Grassroots also has a Django-based frontend server. To install it you run the following commands

cd ~/Applications/
git clone https://github.com/TGAC/grassroots_services_django_web.git django
cd django
sudo apt install python3-virtualenv
virtualenv -p python3 venv
source venv/bin/activate
pip install -r requirements.txt

This has set up the needed Python environment, we now need to configure the variables so that this Django installation connects to our Grassroots and httpd installations. These customisations take place in a separate file which we can set up and edit with

cd grassroots_services_django_web
cp example_custom_settings.py custom_settings.py
vim custom_settings.py

So the initial configuration variables are

# The filesystem path to where the static files
# that Django uses will be installed
STATIC_ROOT = "/home/billy/Applications/apache/htdocs/static/"

# The web address to access the static files
STATIC_URL = 'http://localhost:2000/static/'

# The web address for the grassroots server to connect to
SERVER_URL = "http://localhost:2000/grassroots/public_backend"

for running Django and httpd locally on your machine you may want something like

# The filesystem path to where the static files
# that Django uses will be installed
STATIC_ROOT = "/home/<YOUR USER NAME>/Applications/apache/htdocs/static/"

# The web address to access the static files
STATIC_URL = 'http://localhost/static/'

# The web address for the grassroots server to connect to
SERVER_URL = "http://localhost/grassroots/controller"

The next stage is to edit the /service/static/scripts/config.js file. This contains a single variable such as

var root_dir = "/";

which specifies the base web address to access the httpd server. The default value of / is correct when running everything on a local machine or where the grassroots instance is set up to run from the root of the httpd htdocs folder. For other set-ups, such as proxied servers, this value can be adjusted to match the environemnt. For instance for our demo server at https://grassroots.tools/demo, this variable has been altered to become

var root_dir = "/demo/";

Once these variables are set, the next stage is to copy all of the static assets over to our httpd server. This is done by activating our virtual environment

source venv/bin/activate

and using the collectstatic option for the manage.py program.

python3 manage.py collectstatic

To run Django we use the runserver option along with which port we would like to use

python3 manage.py runserver 8000

So if you are running this on your local machine, you can now browse to the services or field trials parts of the Django interface.

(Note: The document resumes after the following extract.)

PR #404, opened 2023-04-08
CNS-368: introduce TimerStore to manage future timeouts

orenl-lava:
TimerStore manages timers to efficiently support future timeouts. Timeouts can be based on either block-height or block-timestamp. When a timeout occurs, a designated callback function is called with the details (ctx and data).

Alternatively you can proxy to these from your httpd server if you wish to keep the Django server effectively hidden by adding something like

LoadModule proxy_module modules/mod_proxy.so
LoadModule proxy_http_module modules/mod_proxy_http.so

# Django proxies
ProxyPass /service http://localhost:8000/service
ProxyPassReverse /service http://localhost:8000/service
ProxyPass /fieldtrial http://localhost:8000/fieldtrial
ProxyPassReverse /fieldtrial http://localhost:8000/fieldtrial

to your ~/Applications/apache/conf/extra/grassroots/conf and restarting your httpd server.